**Records from a collection:**
■ ■ ■ ■ ■

PR #46, opened 2017-02-10
EASY-1166 update

lindareijnhoudt:
update on EASY-1166

#### When applied it will
* Override ScallopConf.verify, as suggested by @jo-pol in #45 
* Check whether DATASET, SF_DOMAIN, SF_COLLECTION and SF_USER only contain valid chars
* Log row-number '-1' for preconditions that pertain to the cmdline parameter DATAMANAGER


rvanheest (approved):
LGTM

■ ■ ■ ■ ■

Would you copy each line of the records that contains "EASY"?

EASY-1166 update
update on EASY-1166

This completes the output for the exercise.